THE TASK | Exact reproduction required: the lines below from the line with "-23,6 +23,7 @@" to the line with "useState<ComponentRepresentation>();", both ends included, and no others.

(Beginning of DATA TO PROCESS)

PR #947, opened 2021-08-06
add priority attribute when dragging data list elements

### LINKED ISSUE #603: Realm settings(keys): providers list updates
Sort by priority and add delete functionality to providers list as shown in: https://marvelapp.com/prototype/99i86j9/screen/75627938

jenny-s51:
## Motivation

Closes #603 

## Verification Steps

1. Go to Realm Settings -> Keys -> Providers list
2. Click and drag a provider to a new location
3. Inspect the network call and verify that the priority is changed based on the location in the providers list

## Checklist:

### DIFF
--- a/src/realm-settings/JavaKeystoreModal.tsx
+++ b/src/realm-settings/JavaKeystoreModal.tsx
@@ -21,7 +21,7 @@ import { useAlerts } from "../components/alert/Alerts";
 import type ComponentRepresentation from "keycloak-admin/lib/defs/componentRepresentation";
 import { HelpItem } from "../components/help-enabler/HelpItem";
 import { useServerInfo } from "../context/server-info/ServerInfoProvider";
-import { KeyProviderType } from "../util";
+import { KEY_PROVIDER_TYPE } from "../util";
 
 type JavaKeystoreModalProps = {
   providerType: string;
@@ -45,7 +45,8 @@ JavaKeystoreModalProps) => {
   const [isEllipticCurveDropdownOpen, setIsEllipticCurveDropdownOpen] =
     useState(false);
 
-  const allComponentTypes = serverInfo.componentTypes?.[KeyProviderType] ?? [];
+  const allComponentTypes =
+    serverInfo.componentTypes?.[KEY_PROVIDER_TYPE] ?? [];
 
   const save = async (component: ComponentRepresentation) => {
     try {
@@ -53,7 +54,7 @@ JavaKeystoreModalProps) => {
         ...component,
         parentId: component.parentId,
         providerId: providerType,
-        providerType: KeyProviderType,
+        providerType: KEY_PROVIDER_TYPE,
         config: { priority: ["0"] },
       });
       handleModalToggle();
--- a/src/realm-settings/JavaKeystoreModal.tsx
+++ b/src/realm-settings/JavaKeystoreModal.tsx
@@ -54,6 +54,7 @@ JavaKeystoreModalProps) => {
         parentId: component.parentId,
         providerId: providerType,
         providerType: KeyProviderType,
+        config: { priority: ["0"] },
       });
       handleModalToggle();
       addAlert(t("saveProviderSuccess"), AlertVariant.success);
--- a/src/realm-settings/JavaKeystoreModal.tsx
+++ b/src/realm-settings/JavaKeystoreModal.tsx
@@ -21,6 +21,7 @@ import { useAlerts } from "../components/alert/Alerts";
 import type ComponentRepresentation from "keycloak-admin/lib/defs/componentRepresentation";
 import { HelpItem } from "../components/help-enabler/HelpItem";
 import { useServerInfo } from "../context/server-info/ServerInfoProvider";
+import { KeyProviderType } from "../util";
 
 type JavaKeystoreModalProps = {
   providerType: string;
@@ -44,8 +45,7 @@ JavaKeystoreModalProps) => {
   const [isEllipticCurveDropdownOpen, setIsEllipticCurveDropdownOpen] =
     useState(false);
 
-  const allComponentTypes =
-    serverInfo.componentTypes?.["org.keycloak.keys.KeyProvider"] ?? [];
+  const allComponentTypes = serverInfo.componentTypes?.[KeyProviderType] ?? [];
 
   const save = async (component: ComponentRepresentation) => {
     try {
@@ -53,7 +53,7 @@ JavaKeystoreModalProps) => {
         ...component,
         parentId: component.parentId,
         providerId: providerType,
-        providerType: "org.keycloak.keys.KeyProvider",
+        providerType: KeyProviderType,
       });
       handleModalToggle();
       addAlert(t("saveProviderSuccess"), AlertVariant.success);
--- a/src/realm-settings/KeysProvidersTab.tsx
+++ b/src/realm-settings/KeysProvidersTab.tsx
@@ -82,8 +82,6 @@ export const KeysTabInner = ({ components, refresh }: KeysTabInnerProps) => {
     serverInfo.componentTypes?.[KEY_PROVIDER_TYPE] ?? []
   ).map((item) => item.id);
 
-  const itemIds = components.map((component) => component.id!);
-
   const [itemOrder, setItemOrder] = useState<string[]>([]);
   const [providerDropdownOpen, setProviderDropdownOpen] = useState(false);
 
@@ -96,6 +94,7 @@ export const KeysTabInner = ({ components, refresh }: KeysTabInnerProps) => {
   const [liveText, setLiveText] = useState("");
 
   useEffect(() => {
+    const itemIds = components.map((component) => component.id!);
     setItemOrder(itemIds);
   }, [components, searchVal]);
 
@@ -138,20 +137,17 @@ export const KeysTabInner = ({ components, refresh }: KeysTabInnerProps) => {
     setLiveText(t("common:onDragFinish"));
     const updateAll = components.map((component: ComponentData) => {
       const componentToSave = { ...component };
-      componentToSave.providerDescription = undefined;
+      delete componentToSave.providerDescription;
 
       return adminClient.components.update(
         { id: component.id! },
         {
           ...componentToSave,
-          parentId: component?.parentId,
-          providerId: component?.providerId,
-          providerType: KEY_PROVIDER_TYPE,
           config: {
             priority: [
               (
                 itemOrder.length -
-                itemOrder.indexOf(component.id || "") +
+                itemOrder.indexOf(component.id!) +
                 100
               ).toString(),
             ],
@@ -315,7 +311,6 @@ export const KeysTabInner = ({ components, refresh }: KeysTabInnerProps) => {
             </ToolbarGroup>
           </>
         </Toolbar>
-
         <DataList
           aria-label={t("groups")}
           onDragFinish={onDragFinish}
@@ -326,11 +321,10 @@ export const KeysTabInner = ({ components, refresh }: KeysTabInnerProps) => {
           isCompact
         >
           <DataListItem aria-labelledby={"aria"} id="data" key="data">
-            <DataListItemRow className="test" data-testid={"data-list-row"}>
+            <DataListItemRow className="test" data-testid="data-list-row">
               <DataListDragButton
                 className="header-drag-button"
                 aria-label="Reorder"
-                aria-labelledby="simple-item"
                 aria-describedby="Press space or enter to begin dragging, and use the arrow keys to navigate up or down. Press enter to confirm the drag, or any other key to cancel the drag operation."
                 aria-pressed="false"
                 isDisabled
@@ -338,13 +332,16 @@ export const KeysTabInner = ({ components, refresh }: KeysTabInnerProps) => {
               <DataListItemCells
                 className="data-list-cells"
                 dataListCells={[
-                  <DataListCell className="name" key={"1"}>
+                  <DataListCell className="name" key="name">
                     <>{t("realm-settings:name")}</>
                   </DataListCell>,
-                  <DataListCell className="provider" key={"2"}>
+                  <DataListCell className="provider" key="provider">
                     <>{t("realm-settings:provider")}</>
                   </DataListCell>,
-                  <DataListCell className="provider-description" key={"3"}>
+                  <DataListCell
+                    className="provider-description"
+                    key="provider-description"
+                  >
                     <>{t("realm-settings:providerDescription")}</>
                   </DataListCell>,
                 ]}
@@ -354,20 +351,19 @@ export const KeysTabInner = ({ components, refresh }: KeysTabInnerProps) => {
           {(filteredComponents.length === 0
             ? components
             : filteredComponents
-          ).map((component: ComponentData, idx: number) => (
+          ).map((component, idx) => (
             <DataListItem
               draggable
               aria-labelledby={"aria"}
               key={component.id}
               id={component.id}
             >
-              <DataListItemRow key={idx} data-testid={"data-list-row"}>
+              <DataListItemRow data-testid="data-list-row">
                 <DataListControl>
                   <Tooltip content={t("dragInstruction")} position="top">
                     <DataListDragButton
                       className="row-drag-button"
                       aria-label="Reorder"
-                      aria-labelledby="simple-item2"
                       aria-describedby="Press space or enter to begin dragging, and use the arrow keys to navigate up or down. Press enter to confirm the drag, or any other key to cancel the drag operation."
                       aria-pressed="false"
                     />
--- a/src/realm-settings/KeysProvidersTab.tsx
+++ b/src/realm-settings/KeysProvidersTab.tsx
@@ -325,7 +325,7 @@ export const KeysTabInner = ({ components, refresh }: KeysTabInnerProps) => {
               <DataListDragButton
                 className="header-drag-button"
                 aria-label="Reorder"
-                aria-describedby="Press space or enter to begin dragging, and use the arrow keys to navigate up or down. Press enter to confirm the drag, or any other key to cancel the drag operation."
+                aria-describedby={t("common-help:dragHelp")}
                 aria-pressed="false"
                 isDisabled
               />
@@ -364,7 +364,7 @@ export const KeysTabInner = ({ components, refresh }: KeysTabInnerProps) => {
                     <DataListDragButton
                       className="row-drag-button"
                       aria-label="Reorder"
-                      aria-describedby="Press space or enter to begin dragging, and use the arrow keys to navigate up or down. Press enter to confirm the drag, or any other key to cancel the drag operation."
+                      aria-describedby={t("common-help:dragHelp")}
                       aria-pressed="false"
                     />
                   </Tooltip>
--- a/src/realm-settings/KeysProvidersTab.tsx
+++ b/src/realm-settings/KeysProvidersTab.tsx
@@ -23,6 +23,7 @@ import {
   Toolbar,
   ToolbarGroup,
   ToolbarItem,
+  Tooltip,
 } from "@patternfly/react-core";
 import { SearchIcon } from "@patternfly/react-icons";
 
@@ -84,9 +85,6 @@ export const KeysTabInner = ({ components, refresh }: KeysTabInnerProps) => {
 
   const [itemOrder, setItemOrder] = useState<string[]>([]);
   const [providerDropdownOpen, setProviderDropdownOpen] = useState(false);
-  // const [sortedByPriority, setSortedByPriority] = useState<
-  //   ComponentRepresentation[]
-  // >([]);
   const [currentComponent, setCurrentComponent] =
     useState<ComponentRepresentation>();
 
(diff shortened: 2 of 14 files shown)


src/realm-settings/KeysProvidersTab.tsx
```diff
@@ -79,10 +79,12 @@ export const KeysTabInner = ({ components, refresh }: KeysTabInnerProps) => {
     "org.keycloak.keys.KeyProvider"
   ].map((item) => item.id);
 
-  const itemIds = components.map((_, idx) => "data" + idx);
+  const itemIds = components.map((component) => component.id);
```
jonkoops, line 82: This is probably one of those cases where a model from Keycloak is missing type information about whether the field is actually optional. You might be able to use a non-null assertion here to get rid of the undefined values.
```suggestion
  const itemIds = components.map((component) => component.id!);
```

src/realm-settings/KeysProvidersTab.tsx
```diff
@@ -79,10 +79,12 @@ export const KeysTabInner = ({ components, refresh }: KeysTabInnerProps) => {
...
 
-  const [itemOrder, setItemOrder] = useState<string[]>([]);
+  const [itemOrder, setItemOrder] = useState<(string | undefined)[]>([]);
```
jonkoops, line 84: And thus
```suggestion
  const [itemOrder, setItemOrder] = useState<string[]>([]);
```

src/realm-settings/KeysProvidersTab.tsx
```diff
@@ -93,7 +95,7 @@ export const KeysTabInner = ({ components, refresh }: KeysTabInnerProps) => {
   const [liveText, setLiveText] = useState("");
 
   useEffect(() => {
-    setItemOrder(["data", ...itemIds]);
+    setItemOrder([...itemIds]);
```
jonkoops, line 98: If the value is already an array there should be no need to spread it.
```suggestion
    setItemOrder(itemIds);
```

src/realm-settings/KeysProvidersTab.tsx
```diff
@@ -130,9 +133,23 @@ export const KeysTabInner = ({ components, refresh }: KeysTabInnerProps) => {
     setLiveText(t("onDragCancel"));
   };
 
-  const onDragFinish = (itemOrder: string[]) => {
-    setItemOrder(["data", ...itemOrder.filter((i) => i !== "data")]);
+  const onDragFinish = async (itemOrder: string[]) => {
+    setItemOrder([...itemOrder]);
```
jonkoops, line 137: Same here, I don't think this needs to be spread.
```suggestion
    setItemOrder(itemOrder);
```

src/realm-settings/KeysProvidersTab.tsx
```diff
@@ -130,9 +133,23 @@ export const KeysTabInner = ({ components, refresh }: KeysTabInnerProps) => {
...
     setLiveText(t("onDragCancel"));
+    try {
+      await adminClient.components.update(
+        { id },
+        {
+          ...currentComponent,
+          parentId: currentComponent?.parentId,
+          providerId: currentComponent?.providerId,
+          providerType: "org.keycloak.keys.KeyProvider",
```
jonkoops, line 146: I am seeing this string a lot in the project, perhaps it's time to put in a constant in a shared file?

src/realm-settings/KeysProvidersTab.tsx
```diff
@@ -285,7 +302,7 @@ export const KeysTabInner = ({ components, refresh }: KeysTabInnerProps) => {
           onDragStart={onDragStart}
           onDragMove={onDragMove}
           onDragCancel={onDragCancel}
-          itemOrder={itemOrder}
+          itemOrder={itemOrder as string[]}
```
jonkoops, line 305: If the aforementioned changes are applied this can be removed.
```suggestion
          itemOrder={itemOrder}
```

jonkoops (changes requested):

mfrances17 (changes requested):
Code looks good with jon's suggestions. Drag and dropped worked well. 

Functionality does not seem to be working, though. When I drag and drop the keys in a different order in the Providers tab, it should change the order of keys by Provider in the Active keys list, but it doesn't. 

In the old console, I can go to Keys > Providers and assign different values to the priority, and when I go to the Active tab, the Algorithms are listed in order from high to low priority.

jenny-s51:
@mfrances17 nice catch - updated based @edewit's suggestion to change all the element's priorities so they are sorted correctly

src/realm-settings/KeysProvidersTab.tsx
```diff
@@ -131,8 +134,37 @@ export const KeysTabInner = ({ components, refresh }: KeysTabInnerProps) => {
   };
 
   const onDragFinish = (itemOrder: string[]) => {
-    setItemOrder(["data", ...itemOrder.filter((i) => i !== "data")]);
+    setItemOrder(itemOrder);
     setLiveText(t("common:onDragFinish"));
+    const updateAll = components.map((component: ComponentData) => {
+      const componentToSave = { ...component };
```
edewit, line 140: this isn't necessary componentToSave === component

src/realm-settings/KeysProvidersTab.tsx
```diff
@@ -131,8 +134,37 @@ export const KeysTabInner = ({ components, refresh }: KeysTabInnerProps) => {
...
+                100
+              ).toString(),
+            ],
+          },
+        }
+      );
+    });
+
+    try {
+      Promise.all(updateAll);
```
edewit, line 164:
```suggestion
      await Promise.all(updateAll);
```

edewit: Don't we need a success message?

edewit (approved):
:+1: looks good

src/realm-settings/KeysProvidersTab.tsx
jonkoops: I think this is to prevent `providerDescription` from getting changed in memory.

src/util.ts
```diff
@@ -189,3 +188,5 @@ export const interpolateTimespan = (forHumans: string) => {
     });
   }
 };
+
+export const KeyProviderType = "org.keycloak.keys.KeyProvider";
```
jonkoops, line 192: I think it's preferred to have our constants as screaming snake case (no joke this is what is called apparently). Otherwise it might be confused with a class or enum.
```suggestion
export const KEY_PROVIDER_TYPE = "org.keycloak.keys.KeyProvider";
```

src/util.ts
```diff
@@ -89,7 +89,6 @@ export const convertFormValuesToObject = (
     const newKey = firstInstanceOnly
       ? key.replace(/-/, ".")
       : key.replace(/-/g, ".");
-    console.log(newKey);
```
jonkoops, line 92: Nice catch!

src/realm-settings/RealmSettingsSection.tsx
```diff
@@ -164,22 +164,30 @@ export const RealmSettingsSection = () => {
   const [currentUser, setCurrentUser] = useState<UserRepresentation>();
   const { whoAmI } = useWhoAmI();
 
-  const kpComponentTypes =
-    useServerInfo().componentTypes!["org.keycloak.keys.KeyProvider"];
+  const kpComponentTypes = useServerInfo().componentTypes![KeyProviderType];
+
+  const sortByPriority = (components: ComponentRepresentation[]) => {
```
jonkoops, line 169: Looks like this function has no direct dependencies inside of the component, so it can be placed outside of it.

src/realm-settings/RealmSettingsSection.tsx
```diff
@@ -164,22 +164,30 @@ export const RealmSettingsSection = () => {
...
+    const sortedComponents = components?.sort(
```
jonkoops, line 170: According to the function signature the `components` argument is always defined, so there should be no need to use optional chaining here.
```suggestion
    const sortedComponents = components.sort(
```

jonkoops: Be aware that `.sort()` uses an [in-place](https://developer.mozilla.org/en-US/docs/Web/JavaScript/Reference/Global_Objects/Array/sort) algorithm, this means that the original array will be changes as well. You might want to create a new array before operating on it.

For example:
```suggestion
    const sortedComponents = [...components].sort(
```

Or
```suggestion
    const sortedComponents = Array.from(components).sort(
```

src/realm-settings/RealmSettingsSection.tsx
```diff
@@ -164,22 +164,30 @@ export const RealmSettingsSection = () => {
...
+      // sort in descending order
+      (a, b) => Number(b.config?.priority) - Number(a?.config?.priority || 0)
```
jonkoops, line 172: According to the type definition `priority` here can also be a `string[]`. In this case, or when passing in `undefined` into a `Number()` constructor this will result in a value of [`NaN`](https://developer.mozilla.org/en-US/docs/Web/JavaScript/Reference/Global_Objects/NaN) (not a number).

Since it's not possible to do arithmetic on `NaN`, this code might be causing issues.

src/realm-settings/RealmSettingsSection.tsx
```diff
@@ -164,22 +164,30 @@ export const RealmSettingsSection = () => {
   const [currentUser, setCurrentUser] = useState<UserRepresentation>();
   const { whoAmI } = useWhoAmI();
 
-  const kpComponentTypes =
-    useServerInfo().componentTypes!["org.keycloak.keys.KeyProvider"];
+  const kpComponentTypes = useServerInfo().componentTypes![KeyProviderType];
```
jonkoops, line 167: It might be better to use optional chaining with a default value here.
```suggestion
  const kpComponentTypes = useServerInfo().componentTypes?.[KeyProviderType] ?? [];
```

src/realm-settings/JavaKeystoreModal.tsx
```diff
@@ -44,16 +45,16 @@ JavaKeystoreModalProps) => {
...
 
   const save = async (component: ComponentRepresentation) => {
     try {
       await adminClient.components.create({
         ...component,
         parentId: component.parentId,
         providerId: providerType,
-        providerType: "org.keycloak.keys.KeyProvider",
+        providerType: KeyProviderType,
+        config: { priority: ["0"] },
```
jonkoops, line 57: This line wasn't here before, is that intentional?

src/realm-settings/KeysProvidersTab.tsx
```diff
@@ -75,11 +78,11 @@ export const KeysTabInner = ({ components, refresh }: KeysTabInnerProps) => {
   const [isCreateModalOpen, setIsCreateModalOpen] = useState(false);
 
   const serverInfo = useServerInfo();
-  const providerTypes = serverInfo.componentTypes![
-    "org.keycloak.keys.KeyProvider"
-  ].map((item) => item.id);
+  const providerTypes = serverInfo.componentTypes![KeyProviderType].map(
+    (item) => item.id
+  );
```
jonkoops, line 83: It might be better to use optional chaining with a default here in case the value is not set.
```suggestion
  const providerTypes = (
    serverInfo.componentTypes?.[KeyProviderType] ?? []
  ).map((item) => item.id);
```

src/realm-settings/KeysProvidersTab.tsx
```diff
@@ -93,7 +96,7 @@ export const KeysTabInner = ({ components, refresh }: KeysTabInnerProps) => {
   const [liveText, setLiveText] = useState("");
 
   useEffect(() => {
-    setItemOrder(["data", ...itemIds]);
+    setItemOrder(itemIds);
   }, [components, searchVal]);
```
jonkoops, line 100: Be aware that `components` does not seem to be a stable value (by reference equality) between renders, meaning this effect might be triggered every time the parent component renders.

src/realm-settings/KeysProvidersTab.tsx
```diff
@@ -75,11 +78,11 @@ export const KeysTabInner = ({ components, refresh }: KeysTabInnerProps) => {
...
   const serverInfo = useServerInfo();
-  const providerTypes = serverInfo.componentTypes![
-    "org.keycloak.keys.KeyProvider"
-  ].map((item) => item.id);
+  const providerTypes = serverInfo.componentTypes![KeyProviderType].map(
+    (item) => item.id
+  );
 
-  const itemIds = components.map((_, idx) => "data" + idx);
+  const itemIds = components.map((component) => component.id!);
```
jonkoops, line 85: Looks like `itemIds` is only used to in an effect to set `itemOrder`. Perhaps it can be included in that effect only so this code is not executed unnecessarily?

src/realm-settings/KeysProvidersTab.tsx
```diff
@@ -131,8 +134,37 @@ export const KeysTabInner = ({ components, refresh }: KeysTabInnerProps) => {
   };
 
   const onDragFinish = (itemOrder: string[]) => {
-    setItemOrder(["data", ...itemOrder.filter((i) => i !== "data")]);
+    setItemOrder(itemOrder);
     setLiveText(t("common:onDragFinish"));
+    const updateAll = components.map((component: ComponentData) => {
+      const componentToSave = { ...component };
+      componentToSave.providerDescription = undefined;
```
jonkoops, line 141: An alternative approach for this could be:
```suggestion
      const componentToSave = { ...component, providerDescription: undefined };
```
Or
```suggestion
      const componentToSave = { ...component };
      delete componentToSave.providerDescription;
```

src/realm-settings/KeysProvidersTab.tsx
```diff
@@ -131,8 +134,37 @@ export const KeysTabInner = ({ components, refresh }: KeysTabInnerProps) => {
...
+
+      return adminClient.components.update(
+        { id: component.id! },
+        {
+          ...componentToSave,
+          parentId: component?.parentId,
+          providerId: component?.providerId,
```
jonkoops, line 148: Are these fields not already provided by spreading `componentToSave`?

src/realm-settings/KeysProvidersTab.tsx
```diff
@@ -131,8 +134,37 @@ export const KeysTabInner = ({ components, refresh }: KeysTabInnerProps) => {
...
+          providerType: KeyProviderType,
+          config: {
+            priority: [
+              (
+                itemOrder.length -
+                itemOrder.indexOf(component.id || "") +
```
jonkoops, line 154: I think this is one of those cases where `id` is always present but the types are not correct. You can use a non-null assertion here to fix that.
```suggestion
                itemOrder.indexOf(component.id!) +
```

src/realm-settings/KeysProvidersTab.tsx
```diff
@@ -317,22 +349,24 @@ export const KeysTabInner = ({ components, refresh }: KeysTabInnerProps) => {
           {(filteredComponents.length === 0
             ? components
             : filteredComponents
-          ).map((component: ComponentData, idx) => (
+          ).map((component: ComponentData, idx: number) => (
```
jonkoops, line 352: The types can be inferred here from the value of the array we're mapping on, so the type annotations can be omitted.
```suggestion
          ).map((component, idx) => (
```

src/realm-settings/KeysProvidersTab.tsx
```diff
@@ -317,22 +349,24 @@ export const KeysTabInner = ({ components, refresh }: KeysTabInnerProps) => {
...
             <DataListItem
               draggable
               aria-labelledby={"aria"}
-              key={`data${idx}`}
-              id={`data${idx}`}
+              key={component.id}
+              id={component.id}
             >
               <DataListItemRow key={idx} data-testid={"data-list-row"}>
```
jonkoops, line 359: The `key` prop here is not needed as these elements are static.
```suggestion
              <DataListItemRow data-testid={"data-list-row"}>
```

src/realm-settings/KeysProvidersTab.tsx
```diff
@@ -317,22 +349,24 @@ export const KeysTabInner = ({ components, refresh }: KeysTabInnerProps) => {
...
-                    aria-labelledby="simple-item2"
-                    aria-describedby="Press space or enter to begin dragging, and use the arrow keys to navigate up or down. Press enter to confirm the drag, or any other key to cancel the drag operation."
-                    aria-pressed="false"
-                  />
+                  <Tooltip content={t("dragInstruction")} position="top">
+                    <DataListDragButton
+                      className="row-drag-button"
+                      aria-label="Reorder"
+                      aria-labelledby="simple-item2"
+                      aria-describedby="Press space or enter to begin dragging, and use the arrow keys to navigate up or down. Press enter to confirm the drag, or any other key to cancel the drag operation."
```
jonkoops, line 366: Some of these ARIA attributes will need to be translated. It is also not needed to add an `aria-labelledby` attribute if an `aria-label` is already provided.

src/realm-settings/RSAGeneratedModal.tsx
```diff
@@ -43,16 +44,16 @@ export const RSAGeneratedModal = ({
...
 
   const save = async (component: ComponentRepresentation) => {
     try {
       await adminClient.components.create({
         ...component,
         parentId: component.parentId,
         providerId: providerType,
-        providerType: "org.keycloak.keys.KeyProvider",
+        providerType: KeyProviderType,
+        config: { priority: ["0"] },
```
jonkoops, line 56: This line was not there before, is that intentional?

src/realm-settings/RSAModal.tsx
```diff
@@ -70,7 +70,8 @@ export const RSAModal = ({
           ...component,
           parentId: component.parentId,
           providerId: providerType,
-          providerType: "org.keycloak.keys.KeyProvider",
+          providerType: KeyProviderType,
+          config: { priority: ["0"] },
```
jonkoops, line 74: This line was not there before, is that intentional?

jonkoops (changes requested):

src/realm-settings/JavaKeystoreModal.tsx
jenny-s51: Yes, the old console sets the default priority for every new provider to 0

src/realm-settings/RealmSettingsSection.tsx
jenny-s51: Interesting - in the old console it's impossible to save a provider unless the priority field is set to be strictly an integer, therefore I didn't think `Number()` would cause any problems.

In the new console I updated the code to always set the default priority to `"0"` as it does in the old console. Could there still be instances when it is `undefined` or `string[]`?

src/util.ts
jenny-s51: Great suggestion - also TIL 🐍

src/realm-settings/KeysProvidersTab.tsx
jenny-s51: @edewit updated to include a success message

src/realm-settings/KeysProvidersTab.tsx
jenny-s51: good idea

src/realm-settings/RSAModal.tsx
jenny-s51: Yes, the old console sets the default priority for every new provider to 0

src/realm-settings/RSAGeneratedModal.tsx
jenny-s51: Yes, the old console sets the default priority for every new provider to 0

jenny-s51 (commented):
@jonkoops thank you for your thorough review! Your feedback and suggestions are always helpful and much appreciated

src/realm-settings/RealmSettingsSection.tsx
```diff
@@ -149,6 +149,15 @@ const RealmSettingsHeader = ({
   );
 };
 
+const sortByPriority = (components: ComponentRepresentation[]) => {
+  const sortedComponents = [...components].sort(
+    // sort in descending order
+    (a, b) => Number(b.config?.priority) - Number(a?.config?.priority || 0)
+  );
```
jonkoops, line 156: I think we can catch all the edge cases here by casting the values to a `number` first and then checking if those values are `NaN` (defaulting to 0 if they are). Since both `Number([])` and `Number(undefined)` will produce `NaN` only 'good' values will pass through here.

I think the type is actually wrong and this value specifically would always be of type `string`, but it's probably good to cover possible edge cases if we are not entirely sure.
```suggestion
  const sortedComponents = [...components].sort((a, b) => {
    const priorityA = Number(a.config?.priority);
    const priorityB = Number(b.config?.priority);

    return (
      (!isNaN(priorityB) ? priorityB : 0) - (!isNaN(priorityA) ? priorityA : 0)
    );
  });
```

jonkoops (changes requested):
PR is looking good @jenny-s51, I think with this last change we can get it merged.

src/realm-settings/RealmSettingsSection.tsx
jenny-s51: defaulting to 0 here is a good idea - thank you @jonkoops

jonkoops (approved):
LGTM!

mfrances17 (approved):
LGTM, nice work. The ordering now works as expected. One thing I will mention, is that when you switch tabs to the Key list, the new ordering is not reflected unless you manually refresh. That may or may not be a problem we want to address at some point.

(End of DATA TO PROCESS)

TASK ANSWER |
@@ -23,6 +23,7 @@ import {
   Toolbar,
   ToolbarGroup,
   ToolbarItem,
+  Tooltip,
 } from "@patternfly/react-core";
 import { SearchIcon } from "@patternfly/react-icons";
 
@@ -84,9 +85,6 @@ export const KeysTabInner = ({ components, refresh }: KeysTabInnerProps) => {
 
   const [itemOrder, setItemOrder] = useState<string[]>([]);
   const [providerDropdownOpen, setProviderDropdownOpen] = useState(false);
-  // const [sortedByPriority, setSortedByPriority] = useState<
-  //   ComponentRepresentation[]
-  // >([]);
   const [currentComponent, setCurrentComponent] =
     useState<ComponentRepresentation>();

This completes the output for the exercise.